In the listing below, find each line with the string "there" and return it.
··· Data for analysis
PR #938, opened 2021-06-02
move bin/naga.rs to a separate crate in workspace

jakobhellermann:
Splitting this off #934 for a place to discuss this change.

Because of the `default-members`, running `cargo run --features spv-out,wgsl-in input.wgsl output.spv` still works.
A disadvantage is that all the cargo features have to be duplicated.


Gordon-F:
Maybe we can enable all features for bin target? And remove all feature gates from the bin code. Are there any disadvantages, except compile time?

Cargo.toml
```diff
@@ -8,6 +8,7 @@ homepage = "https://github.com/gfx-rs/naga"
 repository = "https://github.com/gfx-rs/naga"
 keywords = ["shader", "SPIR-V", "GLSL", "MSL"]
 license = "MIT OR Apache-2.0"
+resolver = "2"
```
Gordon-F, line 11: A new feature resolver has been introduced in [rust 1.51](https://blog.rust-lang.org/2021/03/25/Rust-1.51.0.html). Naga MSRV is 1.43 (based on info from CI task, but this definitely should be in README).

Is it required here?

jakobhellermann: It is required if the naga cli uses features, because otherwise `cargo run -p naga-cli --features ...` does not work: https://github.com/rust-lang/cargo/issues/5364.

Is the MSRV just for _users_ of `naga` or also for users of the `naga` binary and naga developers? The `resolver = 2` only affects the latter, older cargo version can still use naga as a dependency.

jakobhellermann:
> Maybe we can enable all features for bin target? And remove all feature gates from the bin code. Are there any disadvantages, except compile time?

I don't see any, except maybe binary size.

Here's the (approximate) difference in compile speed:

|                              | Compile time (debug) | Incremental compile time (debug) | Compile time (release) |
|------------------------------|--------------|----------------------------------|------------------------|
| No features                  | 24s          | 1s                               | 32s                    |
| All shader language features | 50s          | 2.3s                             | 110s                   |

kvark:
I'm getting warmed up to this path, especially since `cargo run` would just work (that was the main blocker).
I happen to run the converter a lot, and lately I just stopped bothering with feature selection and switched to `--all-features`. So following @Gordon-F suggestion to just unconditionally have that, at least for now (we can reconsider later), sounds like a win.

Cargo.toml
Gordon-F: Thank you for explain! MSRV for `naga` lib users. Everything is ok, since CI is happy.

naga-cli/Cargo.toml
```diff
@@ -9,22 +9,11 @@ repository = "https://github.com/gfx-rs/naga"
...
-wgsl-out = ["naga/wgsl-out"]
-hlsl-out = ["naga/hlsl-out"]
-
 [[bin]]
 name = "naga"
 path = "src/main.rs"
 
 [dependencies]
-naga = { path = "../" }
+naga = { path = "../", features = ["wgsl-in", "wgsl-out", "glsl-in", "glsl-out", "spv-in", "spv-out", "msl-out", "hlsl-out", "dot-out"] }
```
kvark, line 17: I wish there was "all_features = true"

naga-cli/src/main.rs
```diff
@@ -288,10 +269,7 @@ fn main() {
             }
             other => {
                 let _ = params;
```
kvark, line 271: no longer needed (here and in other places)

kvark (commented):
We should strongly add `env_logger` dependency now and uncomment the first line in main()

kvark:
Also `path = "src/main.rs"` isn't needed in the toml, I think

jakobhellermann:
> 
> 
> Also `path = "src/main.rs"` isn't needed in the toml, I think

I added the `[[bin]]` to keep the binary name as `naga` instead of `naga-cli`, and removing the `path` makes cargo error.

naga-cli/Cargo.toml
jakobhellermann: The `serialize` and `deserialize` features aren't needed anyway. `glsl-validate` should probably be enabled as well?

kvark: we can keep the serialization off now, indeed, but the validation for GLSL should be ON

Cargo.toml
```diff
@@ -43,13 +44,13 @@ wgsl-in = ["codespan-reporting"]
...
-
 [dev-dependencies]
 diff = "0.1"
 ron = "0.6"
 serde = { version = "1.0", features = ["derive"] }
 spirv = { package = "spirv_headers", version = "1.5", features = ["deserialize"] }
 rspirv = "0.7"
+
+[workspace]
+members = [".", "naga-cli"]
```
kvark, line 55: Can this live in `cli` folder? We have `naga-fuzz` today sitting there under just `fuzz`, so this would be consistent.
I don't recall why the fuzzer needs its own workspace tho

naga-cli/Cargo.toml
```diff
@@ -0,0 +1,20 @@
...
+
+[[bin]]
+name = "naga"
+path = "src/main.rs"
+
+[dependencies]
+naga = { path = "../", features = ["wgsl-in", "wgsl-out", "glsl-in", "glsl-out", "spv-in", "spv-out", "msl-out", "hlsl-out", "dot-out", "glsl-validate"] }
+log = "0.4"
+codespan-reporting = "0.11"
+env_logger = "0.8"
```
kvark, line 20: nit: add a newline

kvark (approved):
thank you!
······
··· Data for analysis
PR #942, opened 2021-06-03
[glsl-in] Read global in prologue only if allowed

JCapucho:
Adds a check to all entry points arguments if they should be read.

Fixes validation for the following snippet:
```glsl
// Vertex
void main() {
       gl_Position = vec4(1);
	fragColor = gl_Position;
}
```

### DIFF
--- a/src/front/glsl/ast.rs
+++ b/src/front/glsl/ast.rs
······
Final answer:
Maybe we can enable all features for bin target? And remove all feature gates from the bin code. Are there any disadvantages, except compile time?
> Maybe we can enable all features for bin target? And remove all feature gates from the bin code. Are there any disadvantages, except compile time?
kvark, line 17: I wish there was "all_features = true"
kvark, line 55: Can this live in `cli` folder? We have `naga-fuzz` today sitting there under just `fuzz`, so this would be consistent.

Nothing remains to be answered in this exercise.